Value Base

Base class containing the core methods of CRLD agents in value space

Strategy Functions

First, we define classes for different stragegy functions which are necessary for value-based agents. Then, we define the base class for value-based agents.

source

multiagent_epsilongreedy_strategy

 multiagent_epsilongreedy_strategy (epsilon_greedys=None, N=None)

A multiagent epsilon-greedy strategy in tabular form

source

action_probabilities

 action_probabilities (Qisa)

Transform Q values into epsilongreedy policy

source

multiagent_epsilongreedy_strategy.id

 multiagent_epsilongreedy_strategy.id ()

Returns an identifier to handle simulation runs.

Value Base Class

Now we define the base clase for the value-based CRLD agents.

source

valuebase

 valuebase (env, learning_rates:Union[float,Iterable],
            discount_factors:Union[float,Iterable], strategy_function,
            choice_intensities:Union[float,Iterable]=1.0,
            use_prefactor=False, opteinsum=True, **kwargs)

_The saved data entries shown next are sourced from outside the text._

PR #128, opened 2024-05-03
Add generated docs for custom headers request options

dlarocque:
Add generated docs for custom headers request options.


hsubox76 (approved):
Thanks, LGTM!

PR #129, opened 2024-05-03
Add docs check workflow

hsubox76:
Checks if reference docs need to be generated but haven't been.

Copied and modified from https://github.com/firebase/firebase-js-sdk/blob/master/.github/workflows/check-docs.yml


dlarocque (approved):
I needed this :^)

PR #134, opened 2024-05-09
Support File URLs

### LINKED ISSUE #130: File URL option for the GenAI File API
At the moment a file path has to be utilised: ``mimeType: mime.lookup(filePath),``. However it would be helpful if a file URL could also be used instead of a local file path: ``mimeType: mime.lookup(rawfileURL),``

lahirumaramba:


lahirumaramba:
The FR was on supporting http urls. Closing this PR for now.

PR #135, opened 2024-05-09
Fix bug when no file name is provided for upload

hsubox76:
A bug in the logic caused the FileMetadata.name field to be filled with `files/undefined` instead of actually being left undefined when the user does not provide that value.


lahirumaramba (approved):
LGTM!

PR #139, opened 2024-05-15
Remove chat session's previous content role validation checks

DellaBitta:
The service used to require chat session roles to conform to a certain pattern. This restriction has been lifted and so we shouldn't restrict it on the client-side.

Additionally update the tests around this feature.


hsubox76 (approved):
Looks good! Thanks for adding another test to make sure it errors if "user" isn't first.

Base class for deterministic strategy-average independent (multi-agent) reward-prediction temporal-difference reinforcement learning in value space.

	Type	Default	Details
env			An environment object
learning_rates	Union		agents’ learning rates
discount_factors	Union		agents’ discount factors
strategy_function			the strategy function object
choice_intensities	Union	1.0	agents’ choice intensities
use_prefactor	bool	False	use the 1-DiscountFactor prefactor
opteinsum	bool	True	optimize einsum functions
kwargs

source

step

 step (Qisa)

Temporal-difference reward-prediction learning step in value space, given joint state-action values Qisa.

	Details
Qisa	joint state-action values

source

valuebase.zero_intelligence_values

 valuebase.zero_intelligence_values (value:float=0.0)

*Zero-intelligence causes a behavior where agents choose each action with equal probability.

This function returns the state-action values for the zero-intelligence strategy with each state-action value set to value.*

	Type	Default	Details
value	float	0.0	state-action value

source

valuebase.random_values

 valuebase.random_values ()

Returns normally distributed random state-action values.

source

id

 id ()

Returns an identifier to handle simulation runs.